Last week we shared updates on some of the architectural changes we're making under the hood to GDELT 3.0's server and crawler architectures. As we continue our extensive benchmarking under real-world loads, we continue to evolve these new architectures with interesting lessons learned.
Our GDELT 2.0 core server architecture revolved around single-threaded asynchronous poll-based servers that worked extremely well with a simple and easily maintained architecture. However, as we discussed last week, the intense demands of GDELT 3.0 outpaced that architecture and we migrated to a multiprocess architecture for better scaling. We initially intended to use a classic shared socket architecture in which a single socket is bound to the incoming port and all threads compete to accept connections from this port. Under certain intense load conditions we still observed scaling issues with this architecture. Instead, the final iteration that has worked extremely well to date under even our heaviest loads is to use a truly multiprocess rather than threaded server architecture using SO_REUSEPORT to allow all of the independent processes to bind to the same port with their own independent sockets. A shared memory pool with zone-specific locks is used for minimal coordination around critical tasks. This architecture has the additional benefit of allowing us to dynamically scale the number of server processes up and down over time in realtime to respond to significant load changes without the fragmentation and scaling issues of threaded architectures. Most interestingly, since each server process is a true Unix process, it means we can actually perform rolling upgrades of our servers by slowly swapping out each process with an upgraded codebase and observing its behavior side-by-side in a live environment with the previous codebase or to insert instrumented processes into a live server array to diagnose a given behavior or issue.
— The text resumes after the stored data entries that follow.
PR #923, opened 2017-03-14
Fix missing namespace declaration on array if the namespace is already declared with another prefix.

Mik13:
There is a problem, if the same namespace has another prefix in the schema and the soap definition (in the tests I call them "c" and "common").

I've had to fix some other tests, because there were some inconsistent handling with xmlns-attributes on arrays and non-arrays.


jsdevel:
Looks good to me.  Thoughts @herom ?

herom:
Thanks a lot @Mik13  👍

PR #925, opened 2017-03-22
typo in server example

vladimirbuskin:
tried to run and found, works like a charm after change


herom:
thanks a lot @vladimirbuskin 👍

PR #928, opened 2017-05-13
Remove dependency to ursa

mfred488:
This pull request removes the dependency to ursa.

Since ursa made it quite difficult to build this project on Windows (cf #832), I had a look at how it's used.
It turns out that it's used only to decrypt the private key when it is protected by a passphrase. But node can actually do this on its own (the signature computation being eventually done by Crypto's Sign.sign (cf https://nodejs.org/api/crypto.html#crypto_sign_sign_private_key_output_format).
Giving the private key together with the passphrase to xml-crypto's SignedXml turns out to be enough.

Readme and tests are updated accordingly. One test case is added to make sure that WSSecurityCert can be used with a password-protected private key.

test/sequence-test.js is updated (formatting only) to pass jshint test.


mfred488:
Ew, this does not work on node <= 0.10 :(, but works on 0.11.
By any chance, would you consider dropping support of node <= 0.10

herom:
Thanks a lot for your contribution @mfred488 - we appreciate it a lot 👍 

I'm totally up for dropping support for archaic node versions, since I think we all should move on and embrace the new possibilities with the latest node releases. What about you @jsdevel ?

herom:
@mfred488 we dropped the support for `node.js` < `4.x` now (see #932 ). would you mind rebasing your branch in order to re-run the tests? 👍

mfred488:
Hey @herom ! I just rebased and everything went smoothly; unfortunately some (seemingly unrelated) tests are failing (they are already failing on 94a8b54e6982b707594475874325a8f1ef0446c9 as far as I can see).

I'll have a look at it (after a quick look it seems related to #933) end of this week.

herom:
ah yes, the failing tests were from #933 were merged into this library to have a set of failing tests to work on a lib-breaking regression. I provided a possible fix for this in #935 and waiting for some review until this get's finally merged and have our build-tests up and running again. 👍

herom:
thanks a ton @mfred488 👍

mfred488:
Thank you for the merge @herom ! May I ask a rough estimation of when the next version will be released ?

PR #935, opened 2017-05-29
[FIX] [DO NOT MERGE] Possible fix #933 (regression because of introduction of new be…

herom:
…haviour in #914)

This is very much "work in progress", so please feel free to review/comment/contribute until it's ready to merge and ready to use 😺

### DIFF
--- a/lib/client.js
+++ b/lib/client.js
@@ -18,7 +18,7 @@ var HttpClient = require('./http'),
 
 var Client = function(wsdl, endpoint, options) {
   events.EventEmitter.call(this);
-  options = options || {};
+  options = Object.assign({}, options);
   this.wsdl = wsdl;
   this._initializeOptions(options);
   this._initializeServices(endpoint);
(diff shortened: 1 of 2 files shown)


herom:
What's sad about this is, that we'd have a tradeoff and introducing yet another "option" which may or may not get passed to the `createClient()` method, but I couldn't think of any better solution in order to prevent the client from forcing the sequencing behaviour which was introduced earlier and broke our latest release - which means it made it unusable for a lot of users.... 😞

herom:
can I have your opinion on this fix @jsdevel ? 😸

jsdevel:
I don't think an option for this is good.  Perhaps we should just revert https://github.com/vpulim/node-soap/pull/914.  Do we know what releases that PR made it into?

jsdevel:
https://github.com/vpulim/node-soap/pull/937

herom:
Closing due to #937

PR #936, opened 2017-05-30
upgrade to lodash 4.17.4

rflament:
Lodash 4.x merge function does not take customizer function as the third argument anymore : 

https://lodash.com/docs/4.17.4#merge

Instead we have to use the function mergeWith

That's problematic when a dependency other than node-soap requires lodash 4.x : lodash 4.x ends up being used and wsdl inclusion does not work anymore.

This pull request switches to lodash 4.17.4 and use mergeWith function to fix this.

### DIFF
--- a/lib/wsdl.js
+++ b/lib/wsdl.js
@@ -88,7 +88,7 @@ function trim(text) {
 }
 
 function deepMerge(destination, source) {
-  return _.merge(destination || {}, source, function(a, b) {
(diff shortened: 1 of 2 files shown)


jsdevel:
please fix the broken tests

herom:
@jsdevel the test which are failing are the ones that we merged in with #933 

@rflament could you please rebase your branch so that it's on par with the latest master (with #937 merged in) - the test should pass afterwards 👍

PR #405, opened 2018-06-11
Use goog.object/get in place of aget etc (fixes #404).

### LINKED ISSUE #404: Use goog.object/get/set instead of aget/aset
- [x] This is a bug report (with instructions to reproduce) or other issue with the code
(if this is a question or feature request, please **do not** open an issue and post on the [mailing list](https://groups.google.com/forum/#!forum/prismatic-plumbing) instead).  

ClojureScript now warns on the use of `aget`/`aset` with non-integer indexes. I think this code should move to using `goog.object/get` and `set` instead?

https://github.com/plumatic/schema/blob/1b968f95b94f92c0124a4e7f45472417215fcd21/src/cljx/schema/utils.cljx#L157-L161

More info: https://clojurescript.org/news/2017-07-14-checked-array-access

w01fe:
I'm out of touch with the cljs side of things but https://clojurescript.org/news/2017-07-14-checked-array-access suggests this is the right thing to do (HT @danielcompton).

### DIFF
--- a/src/cljx/schema/utils.cljx
+++ b/src/cljx/schema/utils.cljx
@@ -155,10 +155,10 @@
 #+cljs
 (do
   (defn declare-class-schema! [klass schema]
-    (aset klass "schema$utils$schema" schema))
+    (goog.object/set klass "schema$utils$schema" schema))
 
   (defn class-schema [klass]
-    (aget klass "schema$utils$schema")))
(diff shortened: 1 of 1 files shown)


danielcompton:
Looks right to me, but you'll want to add a `goog.object` `:require` as well.

w01fe:
Ah yes, thanks.

PR #407, opened 2018-07-27
Docs: Add license

dijonkitchen:


dijonkitchen:
Frustrating, but changed to V1...

w01fe:
(merging this for now but happy to keep discussing -- perhaps bring it up on the mailing list if you would like to discuss further?)

dijonkitchen:
If the stance is to stay consistent with `clojure`, it'll have to be resolved there first. Seems like `leiningen` is on it too, so I'd expected a wide-sweeping change all at once down the dependencies, if it ever happens. This is a good start.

On the crawler front, each single-core VM now houses an array of independent processes, each of which acts as a crawler "thread" using blocking IO and a minimal shared memory pool for coordination. A pool of infrastructure processes interface with different fleetwide coordination servers and GCS and keep the crawlers fed from frontier caches while streaming their results to the relevant ingest fabrics. The use of independent processes rather than threads allows us to dynamically tune the number of active crawling processes and interface processes live in ways that would be difficult under a threaded model. The most powerful benefit of this architecture, however, is that since crawling threads are now independent processes coordinated through shared memory, those processes do not need to be related. Thus, an image crawler, a difference crawler, an article crawler and multiple other types of crawlers can all run concurrently on the same VM and coordinate their outbound traffic to enforce a strict rate limiting by domain and server IP set and share infrastructure processes. It also means that any diagnostic, sidecar or monitoring and tuning applications can simply hook directly to these shared memory segments to seamlessly observe and interact with the live traffic of a crawler VM, while upgraded codebases and instrumentation processes can be run alongside production processes.